• PROBLEM STATEMENT: Go through the entries below. Copy each line in which "counters" appears.

##### LISTED RECORDS #####

PR #3804, opened 2025-11-12
Add UnsafeDetector to report uses of Java's Unsafe classes

### LINKED ISSUE #3543: Proposal: Catch usages of sun.misc.Unsafe or jdk.internal.misc.Unsafe
I think that any use of `sun.misc.Unsafe` or `jdk.internal.misc.Unsafe` should be flagged as a [security concern](https://blogs.oracle.com/javamagazine/post/the-unsafe-class-unsafe-at-any-speed). Especially now that the newer, safer [Foreign Function and Memory API](https://docs.oracle.com/en/java/javase/21/core/foreign-function-and-memory-api.html) is available.

So I have started working on a [draft detector](https://github.com/thomasleplus/java-memory-safety/blob/main/spotbugs/src/main/java/org/leplus/spotbugs/UnsafeDetector.java) but before I create a PR, I wanted to check what the community thinks of such a rule?

Cheers,

Tom

thomasleplus:
This PR adds a new detector for Java. It detects uses of the `sun.misc.Unsafe` and `jdk.internal.misc.Unsafe` classes which are a [security concern](https://archive.is/AFw31). The newer, safer [Foreign Function and Memory API](https://docs.oracle.com/en/java/javase/21/core/foreign-function-and-memory-api.html) should be used instead if really needed.

Closes #3543

### DIFF
--- a/spotbugs/etc/findbugs.xml
+++ b/spotbugs/etc/findbugs.xml
@@ -482,7 +482,7 @@
           <Detector class="edu.umd.cs.findbugs.detect.Naming" speed="fast"
                     reports="NM_WRONG_PACKAGE,NM_WRONG_PACKAGE_INTENTIONAL,NM_VERY_CONFUSING,NM_VERY_CONFUSING_INTENTIONAL,NM_CONFUSING,NM_METHOD_CONSTRUCTOR_CONFUSION,NM_LCASE_HASHCODE,NM_LCASE_TOSTRING,NM_BAD_EQUAL,NM_CLASS_NAMING_CONVENTION,NM_FIELD_NAMING_CONVENTION,NM_METHOD_NAMING_CONVENTION,NM_CLASS_NOT_EXCEPTION,NM_SAME_SIMPLE_NAME_AS_SUPERCLASS,NM_SAME_SIMPLE_NAME_AS_INTERFACE"/>
           <Detector class="edu.umd.cs.findbugs.detect.ReadReturnShouldBeChecked" speed="fast"
-                    reports="RR_NOT_CHECKED,SR_NOT_CHECKED"/>
+                    reports="RR_NOT_CHECKED,SR_NOT_CHECKED,NCR_NOT_PROPERLY_CHECKED_READ"/>
           <Detector class="edu.umd.cs.findbugs.detect.SerializableIdiom" speed="fast"
                     reports="SE_NO_SERIALVERSIONID,SE_METHOD_MUST_BE_PRIVATE,WS_WRITEOBJECT_SYNC,RS_READOBJECT_SYNC,SE_INNER_CLASS,SE_BAD_FIELD,SE_BAD_FIELD_STORE,SE_NONLONG_SERIALVERSIONID,SE_NONSTATIC_SERIALVERSIONID,SE_NONFINAL_SERIALVERSIONID,SE_NO_SUITABLE_CONSTRUCTOR,SE_NO_SUITABLE_CONSTRUCTOR_FOR_EXTERNALIZATION,SE_READ_RESOLVE_MUST_RETURN_OBJECT,SE_TRANSIENT_FIELD_NOT_RESTORED,SE_TRANSIENT_FIELD_OF_NONSERIALIZABLE_CLASS,SE_BAD_FIELD_INNER_CLASS,SE_READ_RESOLVE_IS_STATIC,SE_PRIVATE_READ_RESOLVE_NOT_INHERITED,SE_PREVENT_EXT_OBJ_OVERWRITE"/>
           <Detector class="edu.umd.cs.findbugs.detect.StartInConstructor" speed="fast"
@@ -742,6 +742,7 @@
           <BugCode abbrev="VSC"/>
           <BugCode abbrev="DA"/>
           <BugCode abbrev="HSM"/>
+          <BugCode abbrev="NCR"/>
           <!-- Bug patterns -->
           <BugPattern abbrev="JUA" type="JUA_DONT_ASSERT_INSTANCEOF_IN_TESTS" category="BAD_PRACTICE" experimental="true" />
           <BugPattern abbrev="AA" type="AA_ASSERTION_OF_ARGUMENTS" category="BAD_PRACTICE" cweid="617"/>
@@ -1347,4 +1348,5 @@
           <BugPattern abbrev="US" type="US_USELESS_SUPPRESSION_ON_METHOD_PARAMETER" category="STYLE"/>
           <BugPattern abbrev="US" type="US_USELESS_SUPPRESSION_ON_PACKAGE" category="STYLE"/>
           <BugPattern abbrev="UNS" type="UNS_UNSAFE_CALL" category="SECURITY"/>
+          <BugPattern abbrev="NCR" type="NCR_NOT_PROPERLY_CHECKED_READ" category="BAD_PRACTICE" cweid="135"/>
 </FindbugsPlugin>
--- a/spotbugs/etc/messages.xml
+++ b/spotbugs/etc/messages.xml
@@ -974,7 +974,7 @@ malicious code.  </p>
     <Details>
 <![CDATA[
 <p> This detector looks for calls to InputStream.read() or InputStream.skip() where the
-return value is ignored.  </p>
+return value is ignored or improperly checked.</p>
 ]]>
     </Details>
   </Detector>
@@ -4763,6 +4763,11 @@ be confusing to users of this class.</p>
   causing the program to fail only sporadically.</p>
   <p>See <a href="https://cwe.mitre.org/data/definitions/252.html">CWE-252: Unchecked Return Value</a>.
 </p>
+
+  <p>Additionally, it is not sufficient to simply check for the end of the file (EOF)
+  as an indicator that the entire array has been filled. The return value of
+  <code>read()</code> must be verified to ensure that the correct number of bytes
+  have been read.</p>
 ]]>
     </Details>
   </BugPattern>
@@ -9849,6 +9854,26 @@ Using floating-point variables should not be used as loop counters, as they are 
     </Details>
   </BugPattern>
   
+  <BugPattern type="NCR_NOT_PROPERLY_CHECKED_READ">
+    <ShortDescription>Return value of read() is not properly checked, array may be partially filled</ShortDescription>
+    <LongDescription>The return value of method {2.nameAndSignature} is not properly checked in {1.name}, which may result in using a partially filled array.</LongDescription>
+    <Details>
+      <![CDATA[
+        <p>
+          When using the read() method to fill an array, the method may not always fill the entire array. This can occur when the input stream does not have enough bytes available to completely fill the array, leading to a partial read. This issue can result in unexpected behavior if the partially filled array is assumed to be fully populated.
+        </p>
+        <p>
+          It is crucial to verify the return value of the read() method, which indicates the number of bytes actually read, and to ensure that the array is fully filled if necessary. Failing to do so can result in incomplete data processing and potential vulnerabilities.
+        </p>
+        <p>
+          To fix this issue, check the return value of read() and handle cases where fewer bytes are read than expected. Consider looping over the read() call or using methods like readFully() to ensure that the array is filled completely.
+        </p>
+        <p>
+          See SEI CERT rule <a href="https://wiki.sei.cmu.edu/confluence/display/java/FIO10-J.+Ensure+the+array+is+filled+when+using+read%28%29+to+fill+an+array">FIO10-J. Ensure the array is filled when using read() to fill an array</a> for more information.
+        </p>
+      ]]>
+    </Details>
+  </BugPattern>
   <!--
   **********************************************************************
    BugCodes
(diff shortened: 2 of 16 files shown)


spotbugs/etc/findbugs.xml
```diff
@@ -1343,4 +1346,5 @@
           <BugPattern abbrev="US" type="US_USELESS_SUPPRESSION_ON_METHOD" category="STYLE"/>
           <BugPattern abbrev="US" type="US_USELESS_SUPPRESSION_ON_METHOD_PARAMETER" category="STYLE"/>
           <BugPattern abbrev="US" type="US_USELESS_SUPPRESSION_ON_PACKAGE" category="STYLE"/>
+          <BugPattern abbrev="UNS" type="UNS_UNSAFE_CALL" category="SECURITY"/>
```
JuditKnoll, line 1350: As far as I can see, there is no `"UNS"` bug code yet. Can you please add it? The others are around line 715-745 in this file.

spotbugs-tests/src/test/java/edu/umd/cs/findbugs/detect/UnsafeDetectorTest.java
```diff
@@ -0,0 +1,97 @@
...
+import edu.umd.cs.findbugs.test.matcher.BugInstanceMatcherBuilder;
+import java.nio.file.Files;
+import java.nio.file.Path;
+import java.nio.file.Paths;
+import java.util.Arrays;
+import java.util.List;
+import org.junit.jupiter.api.Test;
+
+/** Tests for the {@link UnsafeDetector}. */
+class UnsafeDetectorTest {
```
JuditKnoll: This test class would be more simple and uniform with the codebase if it extended the `AbstractIntegrationTest` ([src](https://github.com/spotbugs/spotbugs/blob/master/spotbugs-tests/src/test/java/edu/umd/cs/findbugs/AbstractIntegrationTest.java)) class, which provides both `performAnalysis` and assert functions to check the found bugs.

spotbugs/etc/messages.xml
```diff
@@ -9822,6 +9830,18 @@ Using floating-point variables should not be used as loop counters, as they are
...
     </Details>
   </BugPattern>
+
+  <BugPattern type="UNS_UNSAFE_CALL">
+    <ShortDescription>Call to Unsafe.</ShortDescription>
+    <LongDescription>Do not use {0}. As the class name indicates, its methods are not safe to use.
+    </LongDescription>
+    <Details>
+      <![CDATA[
+      <p>Do not use either sun.misc.Unsafe or jdk.internal.misc.Unsafe. As there class name indicates, these methods are not safe to use.</p>
```
JuditKnoll: Can you please provide a solution too? What should the developer do, when they get this bug? Also, can you please provide a bit more explanation and maybe some references?

spotbugs/etc/messages_fr.xml
```diff
@@ -57,6 +57,11 @@
     <!-- Details subelement needed -->
   </BugCategory>
 
+  <BugCategory category="SECURITY">
+    <Description>Sécurité</Description>
+    <Abbreviation>S</Abbreviation>
+    <Details>Une utilisation d’entrées non fiables d’une manière qui pourrait créer une vulnérabilité de sécurité exploitable à distance.</Details>
+  </BugCategory>
```
JuditKnoll, line 64: This part was not added to the english `messages.xml` file.

spotbugsTestCases/src/java/BadUnsafeSun.java
```diff
@@ -0,0 +1,13 @@
+import java.lang.reflect.Field;
+import sun.misc.Unsafe;
+
+class BadUnsafeSun {
```
JuditKnoll: Since this and the other code example, `BadUnsafeSunQualified` are connected - both are example for the same underlying issue - can you please put them in a package together?
If you do, don't forget to update the path in `UnsafeDetectorTest`.

spotbugs/src/main/java/edu/umd/cs/findbugs/detect/UnsafeDetector.java
```diff
@@ -0,0 +1,59 @@
...
+     * Inspects bytecode instructions as they are encountered. Specifically, this method checks if the
+     * current opcode is an invocation of a virtual method ({@code INVOKEVIRTUAL}) on the {@code
+     * sun/misc/Unsafe} or {@code jdk/internal/misc/Unsafe} classes. If such a call is detected, it
+     * reports a high-priority bug instance indicating the use of potentially unsafe operations.
+     *
+     * @param seen the opcode of the currently visited instruction
+     */
+    @Override
+    public void sawOpcode(final int seen) {
+        if (seen != Const.INVOKEVIRTUAL) {
```
JuditKnoll, line 64: Is there any function of `sun.misc.Unsafe` or `jdk.internal.misc.Unsafe`, which is invoked with other invoke byte codes? (invoke interface, invoke special, invoke static)

spotbugs/src/main/java/edu/umd/cs/findbugs/detect/UnsafeDetector.java
```diff
@@ -0,0 +1,59 @@
...
+    /**
+     * Inspects bytecode instructions as they are encountered. Specifically, this method checks if the
+     * current opcode is an invocation of a virtual method ({@code INVOKEVIRTUAL}) on the {@code
+     * sun/misc/Unsafe} or {@code jdk/internal/misc/Unsafe} classes. If such a call is detected, it
+     * reports a high-priority bug instance indicating the use of potentially unsafe operations.
+     *
+     * @param seen the opcode of the currently visited instruction
+     */
+    @Override
+    public void sawOpcode(final int seen) {
```
JuditKnoll, line 63: You only want to warning against calling functions of `sun.misc.Unsafe` and `jdk.internal.misc.Unsafe`, but not against other usages of these? E.g. creating a field with this type, casting, inheriting from them.

spotbugs/src/main/java/edu/umd/cs/findbugs/detect/UnsafeDetector.java
```diff
@@ -0,0 +1,59 @@
...
+        if (seen != Const.INVOKEVIRTUAL) {
+            return;
+        }
+        if (getClassConstantOperand().equals("sun/misc/Unsafe")
+                || getClassConstantOperand().equals("jdk/internal/misc/Unsafe")) {
```
JuditKnoll, line 68: Are these classes final or can they be inherited? If they can, don't you want to check for usages of their children as well?
If you want to check usages of child classes, you may find `edu.umd.cs.findbugs.ba.Hierarchy` ([src](https://github.com/spotbugs/spotbugs/blob/master/spotbugs/src/main/java/edu/umd/cs/findbugs/ba/Hierarchy.java)) useful.

spotbugsTestCases/src/java/BadUnsafeSunQualified.java
```diff
@@ -0,0 +1,12 @@
+import java.lang.reflect.Field;
+
+class BadUnsafeSunQualified {
```
JuditKnoll: As far as I can see, in these code example classes 2 space indentation are used. Can you please use 4 space indentation to have it uniform with the rest of the codebase?

spotbugs/src/main/java/edu/umd/cs/findbugs/detect/UnsafeDetector.java
```diff
@@ -0,0 +1,59 @@
+package edu.umd.cs.findbugs.detect;
```
JuditKnoll, line 19: Can you please add the license header? You can copy it from another class. The one, starting with "SpotBugs".

thomasleplus:
> Thank you for your contribution! It looks like the [article you linked](https://blogs.oracle.com/javamagazine/post/the-unsafe-class-unsafe-at-any-speed) doesn't work anymore.

Thanks, apparently they took it down so I replaced the link with an archived version.

I'll work on your code review ASAP. I really appreciate it.

spotbugs/etc/findbugs.xml
thomasleplus: I noted that most bug codes are defined in `message.xml` (160) than in `findbugs.xml` (29) so I followed the same approach. But I am happy to have it in `findbugs.xml` (or both) if it is better?

spotbugs/src/main/java/edu/umd/cs/findbugs/detect/UnsafeDetector.java
thomasleplus: They are both final.

spotbugs/src/main/java/edu/umd/cs/findbugs/detect/UnsafeDetector.java
thomasleplus: I think so. They are utility classes. Invoking their methods is the actual security risk. Instantiating, casting, assigning etc is not, although it would be rather pointless to do that if you are not going to use some of the methods at some point. IMHO flagging all the references to these classes might create noise.

spotbugs/etc/messages_fr.xml
thomasleplus: It's already there. I am just taking the opportunity to add the French localization.

JuditKnoll: Thanks for the clarification and the translation both.

spotbugs/etc/findbugs.xml
JuditKnoll: You are right. Thanks for the highlight, I'll look into what might be the reason for this difference. It's good like this for now.

spotbugs/src/main/java/edu/umd/cs/findbugs/detect/UnsafeDetector.java
thomasleplus: All the risky methods are instance methods (i.e. not static). They are not inherited nor are they part of an interface. Some of the methods are native methods but I am not sure if that makes a difference. Just in case I changed one on the test cases so that one uses a native method and the other not, this way we should be covered.

spotbugs/src/main/java/edu/umd/cs/findbugs/detect/UnsafeDetector.java
```diff
@@ -0,0 +1,78 @@
+/*
+ * FindBugs - Find Bugs in Java programs
```
JuditKnoll: This is the old license header. Can you please use the new one, the one starting with SpotBugs? You can copy it e.g. from `edu.umd.cs.findbugs.detect.AbstractAssertDetector` ( [src](https://github.com/spotbugs/spotbugs/blob/master/spotbugs/src/main/java/edu/umd/cs/findbugs/detect/AbstractAssertDetector.java) ).

spotbugs/src/main/java/edu/umd/cs/findbugs/detect/UnsafeDetector.java
JuditKnoll: Thanks for the explanation.

spotbugs/etc/messages.xml
thomasleplus: Because its a collection of methods which each have their safer alternative, it's hard to give a short solution. So instead I have added a link to the official OpenJDK spec that led to the deprecation of these methods. It has extensive details on the security issues with these methods and code examples on how to replace them.

spotbugsTestCases/src/java/BadUnsafeSun.java
thomasleplus: Done

spotbugs/etc/messages.xml
JuditKnoll: Thanks 😄

spotbugs/src/main/java/edu/umd/cs/findbugs/detect/UnsafeDetector.java
JuditKnoll: Thank you

spotbugs/src/main/java/edu/umd/cs/findbugs/detect/UnsafeDetector.java
thomasleplus: Done. Thanks for catching that.

spotbugs/etc/messages_fr.xml
```diff
@@ -940,6 +945,14 @@ Un accesseur spécial est généré dans ce cas par la compilateur pour écrire
 ]]>
   </Details>
  </Detector>
+  <Detector class="edu.umd.cs.findbugs.detect.UnsafeDetector">
+    <Details>
+<![CDATA[
+<p>Ce détecteur cherches les appels aux classes Unsafe.</p>
```
gtoison: It should be:
"Ce détecteur cherche les appels aux classes Unsafe."

gtoison (changes requested):
There's a small typo in the French translation, otherwise this looks good to me 👍

spotbugs/etc/messages_fr.xml
thomasleplus: Good catch! Merci

hazendaz:
@thomasleplus Can you fix merge conflicts?

thomasleplus:
> @thomasleplus Can you fix merge conflicts?

Sure. Done!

#####

• YOUR SOLUTION:
@@ -9849,6 +9854,26 @@ Using floating-point variables should not be used as loop counters, as they are 
@@ -9822,6 +9830,18 @@ Using floating-point variables should not be used as loop counters, as they are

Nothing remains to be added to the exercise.